=== Problem details ===
Search the entries for the word "perspective". Copy every line that holds it.

=== Exercise materials ===
PR #27, opened 2019-06-21
WIP: added zeitwerk gem support

mrhardikjoshi:


lib/neo4j/driver/exceptions/security_exception.rb
```diff
@@ -1,10 +0,0 @@
-# frozen_string_literal: true
-
-module Neo4j
-  module Driver
-    module Exceptions
-      class ProtocolException < Neo4jException
```
mrhardikjoshi: Same class is defined in protocol_exception.rb in same dir [here](https://github.com/neo4jrb/neo4j-ruby-driver/blob/master/lib/neo4j/driver/exceptions/protocol_exception.rb).

I have to remove this one because the file name didn't match the convention of classname and zeitwerk throws the error. Was wondering if this classname was supposed to be SecurityException instead?

klobuczek: this is a mistake it should read `SecurityException`

jruby/neo4j/driver.rb
```diff
@@ -38,5 +13,21 @@ module Net
     module Types
       include_package 'org.neo4j.driver.v1.types'
     end
+
+    def self.after_zeitwerk_load_complete
```
mrhardikjoshi: we needed to execute following code snippet only after zeitwerk load is complete, or else the classes aren't available and unknown constant error is thrown. Hence added this code snippet in `after_zeitwerk_load_complete` to ensure we only call it after the zeitwerk load is complete.

jruby/neo4j/driver/ext.rb
```diff
@@ -0,0 +1,6 @@
+module Neo4j
+  module Driver
```
mrhardikjoshi: A patch/workaround for Jruby version < 9.2.8.0 where the zeitwerk is looking for a file named "jruby/neo4j/driver/ext.rb" to be present and with definition of ext module.

lib/neo4j_ruby_driver.rb
```diff
@@ -2,23 +2,24 @@
...
+require 'zeitwerk'
+require 'zeitwerk/neo4j_ruby_driver_inflector'
+
+loader = Zeitwerk::Loader.new
+loader.tag = "neo4j-ruby-driver"
+lib_dir_path = File.expand_path File.dirname(__FILE__)
+loader.push_dir(lib_dir_path)
+loader.ignore("#{lib_dir_path}/neo4j-ruby-driver_jars.rb")
+
+if ENV['SEABOLT_LIB']&.length&.positive?
```
mrhardikjoshi: cannot shift this in gemspec, so I  have to perform the check for "SEABOLT_LIB" here (only once)

lib/neo4j/driver/exceptions/security_exception.rb
mrhardikjoshi: done, renamed class name to SecurityException, instead of removing the whole file

PR #29, opened 2019-08-06
Improvements

lkalwa:
- cleanups in loading files for MRI and jRuby, 
- corrections in README
- improvements in error handling for missing SEABOLT_LIB for MRI version


.travis.yml
```diff
@@ -24,17 +24,17 @@ env:
   global:
     - JRUBY_OPTS="-J-Xmx1024m -Xcompile.invokedynamic=false -J-XX:+TieredCompilation -J-XX:TieredStopAtLevel=1 -J-noverify -Xcompile.mode=OFF"
     - NEO4J_BOLT_URL="bolt://localhost:7472"
-    - SEABOLT_LIB=./seabolt-1.7.4-Linux-ubuntu-16.04/usr/local/lib/libseabolt17.so
+    - BOLT_LIB=./seabolt-1.7.4-Linux-ubuntu-16.04/usr/local/lib/libseabolt17.so
   matrix:
-    - NEO4J_VERSION=enterprise-3.5.6
-    - NEO4J_VERSION=enterprise-3.4.14
-    - NEO4J_VERSION=community-3.5.6
+    - NEO4J_VERSION=enterprise-3.5.6 SEABOLT_LIB=$BOLT_LIB
```
klobuczek: update neo4j and jruby versions in .travis.yml and README

neo4j-ruby-driver.gemspec
```diff
@@ -33,32 +33,34 @@ Gem::Specification.new do |spec|
...
+  pdir = mri ? 'ffi' : ENV.has_key?('SEABOLT_LIB') ? 'ffi' : 'jruby'
 
   spec.files << Dir['lib/**/*.rb']
   spec.files << Dir["#{pdir}/**/*.rb"]
-  spec.files << Dir["#{pdir}/**/*.jar"]
+
+  unless mri
+    spec.files << Dir["#{pdir}/**/*.jar"]
+    spec.platform = 'java'
+  end
```
klobuczek: the whole above refactoring is incorrect. You are including the jar files even in case of ffi on jruby

neo4j-ruby-driver.gemspec
```diff
@@ -33,32 +33,34 @@ Gem::Specification.new do |spec|
...
-  if ffi
-    spec.add_runtime_dependency 'ffi'
-  else
+  if !mri
     spec.add_runtime_dependency 'jar-dependencies'
     spec.requirements << 'jar org.neo4j.driver, neo4j-java-driver, 1.7.5'
     # avoids to install it on the fly when jar-dependencies needs it
     spec.add_development_dependency 'ruby-maven'
+  else
+    spec.add_runtime_dependency 'ffi'
```
klobuczek: see above

neo4j-ruby-driver.gemspec
```diff
@@ -33,32 +33,34 @@ Gem::Specification.new do |spec|
...
   end
 
   spec.add_runtime_dependency 'activesupport'
-  spec.add_runtime_dependency 'zeitwerk'
+  spec.add_runtime_dependency 'zeitwerk', '= 2.1.6'
```
klobuczek: use the ignore line in loader instead of resorting to older zeitwerk version, see result_stream branch

neo4j-ruby-driver.gemspec
```diff
@@ -33,32 +33,34 @@ Gem::Specification.new do |spec|
     `git ls-files -z`.split("\x0").reject { |f| f.match(%r{^(test|spec|features)/}) }
   end
 
-  ffi = ENV['SEABOLT_LIB']&.length&.positive?
```
klobuczek: simplify this check everywhere else in the code as well

lib/platform_requirements.rb
```diff
@@ -0,0 +1,10 @@
+#frozen_string_literal: true
+
+# workaround for zeitwerk, without wrapping code in module error:
+# expected file ../../neo4j-ruby-driver/lib/platform_requirements.rb to define constant PlatformRequirements, but didn't
+# is being thrown
```
klobuczek: BTW this is how zeitwerk works. Either the file name matches the module/class name or the file has to be excluded from zeitwerk loading. So this is not a workaround and no explanation is needed.

.travis.yml
lkalwa: I can only update neo4j, ruby is at 9.2.7.0

neo4j-ruby-driver.gemspec
```diff
@@ -33,22 +36,24 @@ Gem::Specification.new do |spec|
...
-  pdir = ffi ? 'ffi' : 'jruby'
+  jruby = RUBY_PLATFORM.match?(/java/)
+  pdir = if ENV.key?('SEABOLT_LIB')
+           'ffi'
+         else
+           jruby ? 'jruby' : 'ffi'
```
klobuczek: this is still incorrect. ffi should be supported on jruby as well in which case the SEABOLT_LIB is required. The last `ffi` is incorrect as this case in supported (not jruby and not seabolt).
Even without understanding anything about the domain any construct like `a ? b : c ? d : b` should always raise a red flag. The conditionals should be built in a way that `b` does not have to be repeated. Following this coding standard helps detecting potential issues.

neo4j-ruby-driver.gemspec
```diff
@@ -33,22 +36,24 @@ Gem::Specification.new do |spec|
...
 
-  spec.platform = 'java' if RUBY_PLATFORM.match?(/java/)
+  spec.add_runtime_dependency 'ffi'
 
-  if ffi
-    spec.add_runtime_dependency 'ffi'
-  else
+  if jruby
+    spec.platform = 'java'
     spec.add_runtime_dependency 'jar-dependencies'
```
klobuczek: this is incorrect as well, we don't want to always include jar dependencies on jruby, ff/jruby does not need them

spec/support/driver_helper.rb
```diff
@@ -13,7 +13,7 @@ def uri
 
   class << self
     def uri
-      ENV.fetch('NEO4J_BOLT_URL', 'bolt://localhost:7687')
+      ENV.fetch('NEO4J_BOLT_URL', 'bolt://localhost:7472')
```
klobuczek: I intentionally changed the port to prevent overwriting the org-api dev database

neo4j-ruby-driver.gemspec
lkalwa: Ok, but in this case if user will install gem with `SEABOLT_LIB` set and then will use it without that variable he will get an error about missing jars

PR #32, opened 2019-09-27
migration to hoe

klobuczek:


spec/spec_helper.rb
```diff
@@ -1,6 +1,6 @@
 # frozen_string_literal: true
+$LOAD_PATH.unshift File.join(File.dirname(__FILE__), '..', ENV['SEABOLT_LIB']&.length&.positive? ? 'ffi' : 'jruby')
```
lkalwa: Duplication, but is this load neeeded at all?  Isn't the rspec suite loading Rakefile at the beginning?
I would solve the duplication with ugly Singleton.

klobuczek: yes, I was hoping to find a better solution. I was not able to find a single gem that uses this solution, contrary to what you mentioned.

klobuczek: BTW I don't understand how it works. If I put the LOAD_PATH into Rakefile it's not visible in specs.

PR #54, opened 2020-12-08
Support symbols with value adapter

joshjordan:
We have many, many ad-hoc queries (now using `ActiveGraph::Base.query`) in our application as we upgrade it from `neoj4rb` 9 to `activegraph`. Previously, `Neo4j::ActiveBase.current_session.query` which was our old method of doing ad-hoc queries, did accept symbol params. It looks like this backwards compatability was lost when `activegraph` switched to `neo4j-ruby-driver`.

The majority of these queries use a symbol for at least one of their parameters. `neo4j-ruby-driver` handles a large number of different ruby classes, it seems to me we should handle symbols as well since they are so simple to treat as strings.

### DIFF
--- a/ffi/neo4j/driver/internal/value/value_adapter.rb
+++ b/ffi/neo4j/driver/internal/value/value_adapter.rb
@@ -50,6 +50,9 @@ module Neo4j
               when String
                 object = object.encode(Encoding::UTF_8) unless object.encoding == Encoding::UTF_8
                 Bolt::Value.format_as_string(value, object, object.bytesize)
+              when Symbol
+                object = object.to_s.encode(Encoding::UTF_8)
+                Bolt::Value.format_as_string(value, object, object.bytesize)
               when Hash
                 Bolt::Value.format_as_dictionary(value, object.size)
                 object.each_with_index do |(key, elem), index|
--- a/spec/neo4j/driver/types_spec.rb
+++ b/spec/neo4j/driver/types_spec.rb
@@ -67,6 +67,12 @@ RSpec.describe Neo4j::Driver do
     it { is_expected.to eq param }
   end
 
+  context 'when Symbol' do
+    let(:param) { :symbol }
+
+    it { is_expected.to match(/^symbol$/) }
+  end
+
   context 'when Date in a map' do
     let(:param) { { date: Date.today } }
 


klobuczek:
We have been debating about supporting additional types beyond neo4j types in the driver and decided not to include the support in the driver mainly because this would be a one-way conversion with the type being lost upon storage. The driver is a low level api and we would like to keep it consistent with other official drivers.
In activegraph there are converters between a much richer type system and the neo4j type system. It is possible due to typed properties on ActiveGraph entities. But if you use ActiveGraph to just issue direct cypher queries then the neo4j type system is used (https://neo4j.com/docs/driver-manual/current/cypher-workflow/#driver-type-mapping).

joshjordan:
This passes on MRI but fails on JRuby. The error is non-descript; any additional/obvious details that would help me move this forward? @klobuczek not sure if you're the right person to ask on this repo

joshjordan:
But this is a ruby driver, no? Symbols are probably the most prolific ruby primitve and are widely used due to their performance benefits. Of course, you are right -- we do have to convert them down to strings before going to Cypher, but it seems awfully strange for a ruby driver to not support ruby primitive types as input. Of the dozens of database drivers I've used, I don't think I've ever seen that.

It means that working with the natural ruby types we have all over our system, we have to remember to call `.to_s` on them for every call. We have hundreds of such queries, so it wouldn't make sense to introduce that kind of maintenance overhead - -we'd just end up wrapping the driver with a function that scans for symbols and converts them, I suppose. I would imagine anyone who uses direct queries would do the same. Doesn't that belong in the driver?

joshjordan:
Further, we already do this with hash keys.

image

So, confusingly,

```
filter = { category: 1 }
ActiveGraph::Base.query("MATCH...", filter: filter)
```
is completely valid, but
```
ActiveGraph::Base.query("MATCH...", filterKeys: filter.keys)
```

throws the completely opaque error `no implicit conversion from nil` (actually, using a symbol is currently a stack overflow, but once #53 is merged, it will be this error). It cost me hours just to figure out why my very simple parameters were causing such crazy errors.

klobuczek:
I'm not totally opposed to this automatic one-way conversion of Symbols. Although I am looking at the bigger picture and what makes sense and is consistent with the official neo4j drivers and other database drivers. Using symbols as keys in maps is a different thing than using symbols as data.

What you emphatically state as obvious is not always true:
```
2.7.1 :038 > db.execute "insert into numbers values ( ?, ? )", :three, 3
Traceback (most recent call last):
        1: from (irb):38
RuntimeError (can't prepare Symbol)

```
The above is against sqllite3 driver directly from a new rails app. ActiveRecord does convert Symbols in its attributes to Strings though. So does ActiveGraph.

joshjordan:
Wow, you are right. I’ll admit that I haven’t used the sqlite driver in a
number of years. I have the same reaction about that driver of course,
which is that that doesn’t not provide a good API, but your point is quite
well taken.

Let me ask this: do you expect many folks upgrading from neo4jrb 9 to
active graph? I think it makes sense to rethink your design decisions in a
major upgrade (and I’ll say that many things about active graph and Neo4j
ruby driver are so much more nicely factored than neo4jrb and Neo4j core
was, so big kudos!). But, so far the upgrade path has been pretty painful.

Certainly that’s where my bias comes from in requesting looser constraints
on the API— I had complaints about neo4jrb but the query api was never one
of them 😀

klobuczek:
Yes, let's list the things that could be better designed or expressed in ruby. We have some flexibility, especially around the types. Looks specifically at the temporal types, some of those are ugly hacks. But the major way the driver works is pretty much driven by the official drivers. The same specs must pass on both the neo4j-ruby-driver and neo4j-java-driver (a thin jruby wrapper around the official java driver). We are working now on neo4j-ruby-driver 4.2 and activegraph 11, so it would be a good time to introduce breaking changes.

joshjordan:
:+1: I would be very happy to participate in that discussion. I am going to try to focus on getting my activegraph upgrade done, and then I will come away from that experience with more meanginful discussion points.

klobuczek:
@joshjordan could you refer me to any ruby driver (postgresql, mysql, mongo etc.) that supports symbols as input data?

joshjordan:
Sure thing! Here for the two primary relational db drivers I'm familiar with, which are used by the rails postgres and mysql query adapters respecively:

`pg` gem

image

`mysql2` gem

image

And for mongodb, which has a significantly different query interface and not so simple to just issue a raw query that returns a a param, using the `mongoid` gem, I'm going to use a model query as a proxy:

image

joshjordan:
And for the first two, of course, Rails supports symbols as ActiveRecord parameters, but I figured that wouldn't necessarily prove the drivers do...

klobuczek:
https://rubygems.org/gems/neo4j-ruby-driver/versions/1.7.4
https://rubygems.org/gems/neo4j-java-driver/versions/1.7.3-java

PR #55, opened 2020-12-09
Support non-UTF8 strings

joshjordan:
Another backwards compatibility issue. We insert ASCII 8bit data into String attributes on ActiveNode models. This was supported in `neoj4b` 9 with `neo4j-core`, and is supported by Seabolt, but support for such strings was removed from `neo4j-ruby-driver`in https://github.com/neo4jrb/neo4j-ruby-driver/commit/62c0ce5e33d76de9827643979a8a9fecf6a30477 but that commit does not mention why.

This change appears not to break any tests (at least in my env on MRI -- waiting to see if Travis CI points out any other failures), so if there is some failure case here, we should encode it properly in a test.

I'm not opening this PR because I think its the right change, but rather as a discussion. Should we support ASCII 8 bit strings? If not, why?

### DIFF
--- a/ffi/neo4j/driver/internal/value/value_adapter.rb
+++ b/ffi/neo4j/driver/internal/value/value_adapter.rb
@@ -48,8 +48,12 @@ module Neo4j
               when Types::Bytes
                 Bolt::Value.format_as_bytes(value, object, object.size)
               when String
-                object = object.encode(Encoding::UTF_8) unless object.encoding == Encoding::UTF_8
-                Bolt::Value.format_as_string(value, object, object.bytesize)
+                if object.encoding == Encoding::ASCII_8BIT
+                  Bolt::Value.format_as_bytes(value, object, object.size)
+                else
+                  object = object.encode(Encoding::UTF_8) unless object.encoding == Encoding::UTF_8
+                  Bolt::Value.format_as_string(value, object, object.bytesize)
+                end
               when Hash
                 Bolt::Value.format_as_dictionary(value, object.size)
                 object.each_with_index do |(key, elem), index|


klobuczek:
Thanks for the input. For this one, we may have to question the neo4j type system mapping to ruby type system.
Neo4j has the types String and ByteArray. In Neo4j all Strings are UTF-8 encoded. We mapped those types to ruby String and Neo4j::Driver::Types::Bytes. What you did in this PR is storing the ASCII String as ByteArray in neo4j and would get back Bytes which works seamlessly because Bytes inherits from String. Bytes is merely a marker subclass as String has all the features of ByteArray. But again as with Symbol you write a type into the db but get another type back, which is not perfect.
For your code to work without this PR you would have to change the non-UTF-8 string to Neo4j::Driver::Types::Bytes.new(string).
When we designed the type system mapping we had it reviewed by a few people including neo4j, but I know it is not flawless, so I'm appreciative of any additional feedback even though it might be more difficult to change it now.
Maybe we should remove the Bytes type and have both represented as String and chose the storage type depending on encoding, but that would decrease the number of supported use cases.

joshjordan:
That makes sense, thank you for the explanation. Helps me understand both
the rationale and the underlying technology!

I think this is another case where I'd advocate for having an API that does
not surprise the user. From our perspective, say in the case of Symbol, we
know that Neo4j does not have a symbol type so its not surprising to get a
string back from Neo4j, but it feels unnatural and breaks expectations that
the API does not accept a string. Same for ASCII (or should I say
ByteArray, now that you've explained). From the perspective of the user, we
don't really care how the driver chooses to represent the string. If the
underlying driver and database have support for the string, it is
unexpected and jarring for it to throw an exception when consuming it.

As a side note, I really would like to do something about the error
messages. We don't get an error that says "ASCII strings are not supported,
use a ByteArray instead", we don't get an error that says "No type mapping
available", we actually just get "no implicit conversion of nil", so its
very hard to understand right now. It has taken many hours to both dig into
the code and try modifying my input until I even knew what the cause was...

But back on topic, I think it is the driver's job to provide a reasonable
API that is easy to use. Since we know how to deal with Symbols and ASCII
strings, I think the driver should do so. It could return warnings or even
throw clear exceptions in dev mode (perhaps with a config flag), but right
now it just appears to be broken for certain queries and gives no
indication about why. We considered more than once just giving up on
neo4j-ruby-driver and going back to neo4jrb 9 because there have been so
many backwards compatible issues.

I don't think its realistic to expect the user to call `.to_s` on every
symbol and `Neo4j::Driver::Types::Bytes.new(string)` on every ASCII string
-- that seems to me to be exposing internal implementation details, and
while it has sensible reasoning (thanks again for taking the time to
explain!), in practice I don't think developers are going to do those
things on every call. Like my team, I expect that it just means they are
going to introduce another layer of code that just converts all symbols to
strings and all ASCII strings to ByteArray, which is why I think the driver
should take that on to provide a natural API that behaves as ruby devs
would expect.

Just one person's opinion :)

klobuczek:
Many good points. I'm right now short on time. But one question. Did you get an error when saving ASCII-encoded String? The intended behavior is that string is converted to UTF-8, stored in the database, and on retrieval, you should get UTF-8 encoded string, which granted might not be what you want.

joshjordan:
Yes, in current master it will throw an exception. I think the main
exception is "unable to coerce nil to String", and the embedded exception
is the encoding one: something like "unable to force UTF-8 encoding" and
shows the ASCII character code that failed. This is because the current
master code forces the encoding anytime it is not already UTF-8 and (it
seems) we are working with a string that Ruby cannot convert to UTF-8.

I can check for the specific errors, but yes it currently does. I'm using
my PR's code in my fork to resolve it.

Would it be good for me to write a spec with a failing example? Thanks for
your help!

klobuczek:
So I think we have here a String that is supposedly encoded in ASCII but cannot be converted to UTF-8. That seems to be the origin of the problem. Furthermore, we seem to have an issue with exception handling and that is likely a problem in the driver.
It would be good to have that string, maybe in form of a spec?

joshjordan:
Absolutely. I’ll do that today and I’ll try to illustrate the error to you.
The error handling was a bit hard to follow for me but I’d be happy to take
a pass at addressing it, with some guidance from you.

klobuczek:
So any byte from 128 and higher will cause the conversion problem. I suspect your byte stream is actually not ASCII encoded but as something else e.g. ISO/IEC 8859-1
When storing strings/bytes in neo4j you have to decide:
1. do you want to preserve the text/characters - bytes might be modified
2. do you want to preserve the bytes - bytes are not modified but since the encoding is not stored the text/characters cannot be reproduced anymore without external knowledge. 

In the current implementation, the choice between 1 and 2 is indicated by the class of the object to be stored. This implementation choice is of course disputable, but the clear separation between 1. and 2. is non-negotiable. Furthermore in case 1. the encoding attribute on the String must precisely match the encoding of the byte representation within the String.

I would love to discuss the ruby neo4j type system mapping, but you should first solve the problem at hand not to impede an open-minded discussion.

joshjordan:
Yeah, makes sense. This explanation was helpful, thank you. You are probably right and I should confirm what my byte stream looks like, and I will continue the conversation from there (perhaps with some example specs). Agree that we should solve the problem at hand so we can have a proper discussion about the type system :+1:

klobuczek:
The driver behaves consistently within the implementation choice. The proposed change is not acceptable. Closing the PR.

=== Answer for the task ===
not surprise the user. From our perspective, say in the case of Symbol, we
ByteArray, now that you've explained). From the perspective of the user, we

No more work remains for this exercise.